Our results are in accordance with previous results regarding the high disorder content and short protein length of antitoxin proteins [40] and their high susceptibility to proteolytic degradation, whereas their cognate toxins are comparatively stable [8, 41]. The results for the toxin/antitoxin proteins suggest that the protein function has stronger influence on disorder content than the protein gene location (on chromosome or plasmid).

Conclusion

In this paper we analyzed the disorder content in prokaryotic plasmid-encoded proteins. The analysis was performed using three predictors and three measures. All three predictors and all three measures gave highly correlated results. The obtained results revealed that: (1) Bacteria exhibit significantly more disorder than Archaea. (2) Plasmid-encoded proteins have significantly higher disorder content than chromosome-encoded proteins in both prokaryote superkingdoms. (3) Classification according to COGs revealed that (a) proteins belonging to the metabolic group have a significantly lower disorder content than proteins in other groups, and that (b) plasmid-encoded proteins have a significantly higher disorder content only in the Not in COG group (where most of them are annotated as hypothetical proteins) as compared to chromosome-encoded proteins. (4) The analysis of antitoxin and toxin proteins (Type II) showed that (a) antitoxin proteins (both plasmid- and chromosome-encoded) contain much higher (almost double) disorder content than either toxin or toxin-unclassified proteins; (b) the disorder content in plasmid-encoded antitoxin proteins is higher than in respective chromosome-encoded proteins; (c) the disorder content in plasmid-encoded toxin proteins is almost the same as in respective chromosome-encoded proteins; (d) Bacterial proteins in the metabolic group have the lowest disorder content among COG groups; the disorder content is almost not dependent on group (antitoxin/toxin/toxin-unclassified) or source (chromosome−/plasmid-encoded).
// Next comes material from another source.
PR #437, opened 2021-08-19
Fix ascii string size

atlas0fd00m:
this PR changes the way string ending is calculated for the `asciiStringSize()` function.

Plasmids harbour lots of hypothetical proteins, many of these likely being products of ORFan genes and thus being relatively new in evolutionary terms. These may contribute to the improved adaptability of the organism by accommodating adaptive changes within short time frames, a role for which structurally disordered regions are highly suited. Our results suggest that while disorder content depends on genome and proteome characteristics, it is more influenced by functional engagements than by gene location (on chromosome or plasmid). Therefore, plasmid-encoded proteins are more disordered on average because a larger fraction of them fulfill functions that rely on structural disorder.

Abbreviations

AA

Amino acid

COGs

Clusters of Orthologous Groups

Cp

Cellular processes proteins

IDPs

Intrinsically disordered proteins

IDRs

Intrinsically disordered (protein) regions

Isp

Information storage and processing proteins

Me

Metabolism proteins

N.C.

Proteins Not in COGs

Pc

Poorly characterized proteins

Declarations

Acknowledgements

The authors would like to thank Prof. Dr. Peter Tompa for critical reading of the manuscript and useful suggestions.

Funding

This work was financially supported by the Ministry of Education, Science and Technological Development, Republic of Serbia, Project No. 174021.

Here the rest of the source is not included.